A rua estava vazia, nem tanto, mas estava com poucos carros... Daria tempo?! Tinha um ônibus parado pegando passageiros e os outros carros estavam longe demais eu fui lentamente, observei rapidamente o movimento, daria tempo. Hesitei, mas fui quase correndo, não deu tempo, um carro ultrapassou o ônibus e PAM! BUNF! Ai! Droga! Não cosigo respira não consigo... Um grito abafado em gemidos, o calor do asfalto, a respiração sai sofrida. Se juntaram pessoas ao meu redor, elas me ajudaram, fizeram os primeiros socorros, chamaram a ambulância, falaram coisas divertidas para que eu não chorasse, seguraram minhas mãos. Eram eles: Meu amigo, um medico, soldados, bombeiros, meu irmão, a funcionaria da escola, todos tinham outros compromissos e se dedicaram a mim... Ah! Não posso esquecer o motorista que ficou nervoso e pensou, “ferrou matei ou aleijei”, mas não matou nem aleijou estou viva e estou bem... Isso tudo aconteceu nas vésperas do dia de finados e fico imensamente feliz do meu nome não ter entrado na lista de mortos da família.
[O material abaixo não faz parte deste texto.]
PR #784, opened 2026-04-04
Avoid removing pages when possible

ahmedre:
Sometimes, when the version of Readings is updated, the mobile phone
already has the newest version (because of the time delta between when
the readings were updated on the server and when they are updated in the
app). This patch lets the app first check for the marker file - if it's
there, there is no need to remove and re-download, since the current
version of the files is already present.

### DIFF
--- a/Domain/ReadingService/Sources/ReadingRemoteResources.swift
+++ b/Domain/ReadingService/Sources/ReadingRemoteResources.swift
@@ -19,6 +19,7 @@ public struct RemoteResource {
 
     public init(url: URL, reading: Reading, version: Int) {
         self.url = url
+        self.reading = reading
         self.version = version
         downloadDestination = Reading.readingsPath.appendingPathComponent(reading.localPath, isDirectory: true)
     }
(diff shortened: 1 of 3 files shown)


ahmedre:
one caveat here pointed out by Codex - if a person successfully got the zip file and unzipping fails mid way through (not enough space, etc), the version file could exist without the files existing. this is especially true since we don't try to remove partial unzipped content if unzip fails, etc.

so this would kind of make a certain broken behavior worse (person failed unzip, but did get the `.v2` file, for example) - before this pr, we'd do nothing, and, on next open, there's no `success-v2.txt`, so we remove the folder and try again. but today, this patch could possibly find `.v2` file and say that we're good. I still think this is worth having.

maybe one thought is if we have the .v2 file but don't have `success-v2.txt`, we do a check to ensure every page exists and if so, write the `success-v2.txt` file, otherwise don't - wdyt? alternatively (though this would only help new cases), remove the unzipped content if unzip fails.

ahmedre:
I did a check to work around this in #785 - basically on upgrade, iterate and ensure we have all the images.

mohamede1945 (approved):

A mulher forte que eu chamo de mãe chorou feito menino pequeno quando me viu inchada e dolorida. Mas no dia seguinte ao fazer a lista dos finados para dedica-los uma missa, me olhou comer um misto que ela mesma havia preparado e sorriu, sorriu e explicou “Seu nome não estar na lista, Deus te livrou dessa vez, para que você preste mais atenção minha menina”.

... Não sei se é a hora ou lugar para revelar, mas a minha maior preocupação do dia era com a possibilidade dos meus peitos serem pequenos demais. Agora penso tanto faz, que diferença faz afinal, “Meu rosto é bonito suficiente? Meu corpo é bonito suficiente? O que falam de mim?”. Lá estava eu pensando superficialidades quando me deparo com algo um pouco maior "Não sou mais um defunto na família" e minha mãe não precisou velar meu corpo. Mas eu poderia ser. Sou sensível demais e frágil demais... Crises alérgicas, luxação espontânea da patela, asma, astigmatismo, desmaio alcoólico naquela festa, queda e joelho deslocado, infecções... Mas eu não estou na lista.

Agora vejo que é impossível não crer em uma força maior. È impossível não acreditar no Deus da minha mãe, mesmo que tantas vezes eu tenha duvidado dele. Minha mãe crê e a força das orações dela me salva do mundo e me protege de mim.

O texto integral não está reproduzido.